Version properties, of course, go a long way toward keeping these errors from occurring. But some projects will need to specify their own version properties, often because they're trying out some new functionality.

There is, however, one case where a dependency management section is useful: excluding transitive dependencies. Again using Spring as an example: it will use either commons-logging or SLF4J for its internal logging; at runtime, it figures out which is available. However, as of this writing (version 3.1.2.RELEASE), spring-core has a non-optional transitive dependency on commons-logging. Which means that your program will also have a transitive dependency on commons-logging — and if your program is a web-app, you'll find commons-logging in its deployed WAR whether you want it or not.

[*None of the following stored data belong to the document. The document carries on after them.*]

PR #8922, opened 2025-01-20
Plugin reload fix

SchrodingersGat:
This PR fixes another piece of the plugin puzzle.

When updating an existing plugin, which is already installed and has been loaded by the InvenTree server (or worker) process, the plugin module is not *reloaded* - as it is already loaded into `sys.modules`.

Thus, updating the plugin does not actually *reload* it correctly. This can mean that the "in memory" code does not match the "on disk" code. The problem is compounded further when it comes to synchronizing the plugin code between the `server` and `worker` processes - even if they point to the same code "on disk", the processes are not guaranteed to have the same code "in memory".

Thus, this PR forces any active third-party plugin modules to reload right at the point of mounting. This ensures that the "on disk" and "in memory" code is the same.

### Local Testing

I have tested this locally, by running the worker and server processes separately:

- `invoke dev.server`
- `invoke worker`

Then, installing a debug plugin with `-e` option (for editable install) and making live changes to the plugin code.

*Before this fix* the *server* process would reload the new code - but the *worker* process would attempt a reload (due to changed plugin hash) but just reload the *old* code from memory.

*After this fix* the *worker* process loads the correct (new) code when the reload is triggered.

### CI Testing

I am struggling to think of a way to test this in production / CI - but it would be a very good step.... @matmair @wolflu05 any thoughts here?

### DIFF
--- a/src/backend/InvenTree/plugin/registry.py
+++ b/src/backend/InvenTree/plugin/registry.py
@@ -453,6 +453,8 @@ class PluginsRegistry:
 
         Args:
             plugin: Plugin module
+            configs: Plugin configuration dictionary
+            force_reload (bool, optional): Force reload of plugin. Defaults to False.
         """
         from InvenTree import version
 
@@ -485,6 +487,7 @@ class PluginsRegistry:
 
         # Check if this is a 'builtin' plugin
         builtin = plugin.check_is_builtin()
+        sample = plugin.check_is_sample()
 
         package_name = None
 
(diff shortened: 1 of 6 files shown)


matmair:
@SchrodingersGat we could probably just include a plugin for testing that gets installed and edited. At that point I am however questioning how attackable we are making ourselves to xz type of attacks.
So testing data should probably not be distributed in any case.

src/backend/InvenTree/plugin/registry.py
```diff
@@ -510,6 +513,17 @@ def safe_reference(plugin, key: str, active: bool = True):
             # Initialize package - we can be sure that an admin has activated the plugin
             logger.debug('Loading plugin `%s`', plg_name)
 
+            # If this is a third-party plugin, reload the source module
+            # This is required to ensure that separate processes are using the same code
+            if not builtin and not sample:
+                if plugin_module := sys.modules.get(plugin.__module__):
+                    logger.debug('Reloading plugin `%s`', plg_name)
```
matmair, line 520: Is there a way to enhance this with information about the environment (ie if it is a worker)

matmair (approved):

PR #8932, opened 2025-01-20
refactor(backend): reduce tags

matmair:
Reduces unneeded frontend-related tags.


matmair:
@SchrodingersGat wdyt about these tags? Do you see any use for them after #6293 is merged?

SchrodingersGat:
These are all now provided via the API to the frontend code, right?

matmair:
Yes - but not sure if they are used/useful in reports.

wolflu05:
I can see a lot of these tags being used in reports. Maybe we can move them all into one file related to the report app?

matmair:
@wolflu05 can you be a bit more specific? Most of these tags were added for status or information modal or to control user specific rendering - which reports do not support IMO.

wolflu05:
I think the `render_date` tag would make sense to keep.

matmair:
That makes sense, I can re-add that one

SchrodingersGat (approved):

PR #8956, opened 2025-01-26
[Enhancement] Request cache

SchrodingersGat:
This PR adds an ephemeral cache which exists for the duration of a single web request.

The benefit of this is that external cache access (e.g. Redis), while being faster than a database hit, is still kinda slow. There are a number of cache checks which may be performed multiple times per single request - e.g. lookup for the `_PLUGIN_REGISTRY_HASH` key or the `PART_NAME_FORMAT` setting.

### Functionality 

- The first time a setting is accessed (within the context of a request), the setting object is cached. 
- Any subsequent access hits (within the same request) will return the cached value
- The cached values are cleared at the end of the request
- Cache is specific to its owning thread (i.e. does not cache across processes)
- This new cache is **not** automatically used - it has to be called manually
- Manually calling means we can be careful about where we apply it

### Performance

Some rough performance numbers, performing an API request for all items in the demo dataset:

| Model | Without Cache | With Cache | Improvement |
| --- | --- | --- | --- |
| Part | 0.891s | 0.725s | 19% |
| Stock Item | 2.332s | 2.0s | 14% |
| Build Order | 0.07s | 0.06s | 14% |
| BOM Item | 0.98s | 0.83s | 15% |

### Related Issues

- Discovered as part of profiling for https://github.com/inventree/InvenTree/pull/8950

### DIFF
--- a/src/backend/InvenTree/InvenTree/cache.py
+++ b/src/backend/InvenTree/InvenTree/cache.py
@@ -112,6 +112,11 @@ def get_cache_config(global_cache: bool) -> dict:
     return {'BACKEND': 'django.core.cache.backends.locmem.LocMemCache'}
 
 
+def clear_session_cache() -> None:
+    """Reset the session cache."""
+    thread_data.request_cache = {}
+
+
 def get_session_cache(key: str) -> any:
     """Return a cached value from the session cache."""
     request_cache = getattr(thread_data, 'request_cache', None)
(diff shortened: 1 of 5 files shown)


matmair (approved):

matmair:
Seems like there might be cache invalidation issues, judging from the test results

Perhaps some day the Spring developers will change the scope of this dependency to provided. Until then, if you don't want commons-logging you need to manually break the transitive dependency with an exclusion:

<dependency>
    <groupId>org.springframework</groupId>
    <artifactId>spring-core</artifactId>
    <version>${springframework.version}</version>
    <exclusions>
        <exclusion>
            <groupId>commons-logging</groupId>
            <artifactId>commons-logging</artifactId>
        </exclusion>
    </exclusions>
</dependency>

Without a dependency management section in the parent POM, you would have to repeat that exclusion in every project POM. Miss just one, and the transitive dependency appears. Move the exclusion into the parent's dependency management section, and it applies to all children. Of course, this locks down the version number; any child projects that need a different version must specify a direct dependency on spring-core.

Bottom line: don't use a <dependencyManagement> section unless you absolutely have to. And even then, keep it as small as you possibly can.